15 January, 2016 - 09:26
Available under Creative Commons-ShareAlike 4.0 International License. Download for free at http://cnx.org/contents/f6522dce-7e2b-47ac-8c82-8e2b72973784@7.2

Thanks for the invite. I'm afraid I'm totally flat tack on another wee initiative here - not a tectonic shift but a small step in an aligned direction ;-) That's why I'm working during Easter and unfortunately need to pay myself pretty much these days, not always easy ;-/ 

"For example, lets say I plan this big OER project and I embed my resources in Moodle. There isa considerable effort and cost required to reconfigure those resources for another environment.”

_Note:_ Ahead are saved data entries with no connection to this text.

PR #409, opened 2024-12-08
Move controller LogKeys to internal package

### LINKED ISSUE #410: Move controller logging keys into an internal package
`logging.go` shouldn't be exposed outside of the `controllers/pipelines` package

Move the file into an internal package so that the compiler can hide this abstraction

chr12c:
Closes #410
Move controller LogKeys to internal package because it is not used outside of `controllers/pipelines`.


controllers/pipelines/internal/logging/logging.go
```diff
@@ -1,6 +1,6 @@
-package pipelines
+package logging
 
-var LogKeys = struct {
+var Keys = struct {
```
TobyPinfold, line 3: Could replace this struct with constants 
```go
const (
	Workflow  = "workflow"
	Command   = "command"
	Duration  = "duration"
	Status    = "status"
	OldStatus = "oldStatus"
	NewStatus = "newStatus"
)
```
Then just import the logging package with a name eg.

```go
import LogKeys "github.com/sky-uk/kfp-operator/controllers/pipelines/internal/logging"

LogKeys.Command
```

Benefits being:
- Smaller memory footprint
- immutable

chr12c: I did consider this way as well, but it means calling the package `logkeys` would make more sense, otherwise the callside would be `logging.Command`. `logkeys.Command` would show better intent. The other solution would be to keep the package as `logging`, but that would mean aliasing the import everysingle time to `logkeys`. Obviously just naming the package `logkeys` is preferable. Is that ok?

chr12c: or take it to the next level and have it as `logging.keys`. Then the import would be

```go
import "github.com/sky-uk/kfp-operator/controllers/pipelines/internal/logging"

foo := logging.keys.Command
```

TobyPinfold: I think `logkeys` would be best due not needing the named import

```go
import github.com/sky-uk/kfp-operator/controllers/pipelines/internal/logkeys
foo := logkeys.Command
```

chr12c: https://github.com/sky-uk/kfp-operator/pull/409/commits/9c6bb279e16f251836d9866db725e76fbce44d23

chr12c: https://github.com/sky-uk/kfp-operator/pull/409/commits/1902173a03c3d29ef00741ee4dd3846b33f6dd15

chr12c:
OK to test

TobyPinfold (approved):

chr12c:
OK to test

PR #411, opened 2024-12-10
Restructure controller pipelines package

### LINKED ISSUE #412: Restructure controller pipelines package to hide workflow factory
Put workflow factory related files into an internal package since these shouldn't be exposed outside of the pipelines package.

Put workflow factory related files into an internal package. Refactor as necessary.
Should be no functional changes.

chr12c:
Closes #412

## Tasks
- move WorkflowConstants and CommonWorkflowLabels from resource_workflow_factory to internal package (workflowconstants); prevents import cycle
- move workflow_utils to internal package (workflowutil)
- move test_shared to internal package (testutil)
- move workflow_test_helper to internal package (testutil)
- move all resource factories to internal package (workflowfactory)
- move RunConfigurationConstants from rc controller to run_workflow_factory; prevents import cycle


controllers/pipelines/internal/workflowutil/workflow_utils_test.go
```diff
@@ -1,14 +1,20 @@
...
 
 import (
 	argo "github.com/argoproj/argo-workflows/v3/pkg/apis/workflow/v1alpha1"
 	. "github.com/onsi/ginkgo/v2"
 	. "github.com/onsi/gomega"
 	metav1 "k8s.io/apimachinery/pkg/apis/meta/v1"
+	"testing"
 )
 
+func TestWorkflowUtilsUnitSuite(t *testing.T) {
```
chr12c, line 13: Just an FYI in case anyone wants to do similar refactorings in the future: ginko hooks into a suite function, but since this test used to rely on the `suite_unit_test.go` on the `controllers/pipelines` package, it won't actually run this test and you won't know unless you look at what tests were ran. There are a few ways around this, e.g. register tests explicitly (see ginko docs). But I decided to make a new suite, which according to the docs is not bad practice either.

This is also why `workflowfactory` package has it's own unit and integration suites.

aidandunlop (approved):

grahamia (approved):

    True and actually we are doing just that, well sort of. But we are using Moodle to simply showcase courses that have been built in a modular fashion. The “source files” are entered into an open access repository and can be pulled out and used anywhere. The degree of modularity mitigates the problem of pedagogical structures - to a degree. There is effort involved in porting across, for sure. We've been using a few analogies so I'll throw in another. I often describe our OER project as like kitset housing. We've got a showhome but really what you get is the kitset to put together the course and extend or edit as you feel fit. There's effort involved in doing that and some pros and cons with the approach.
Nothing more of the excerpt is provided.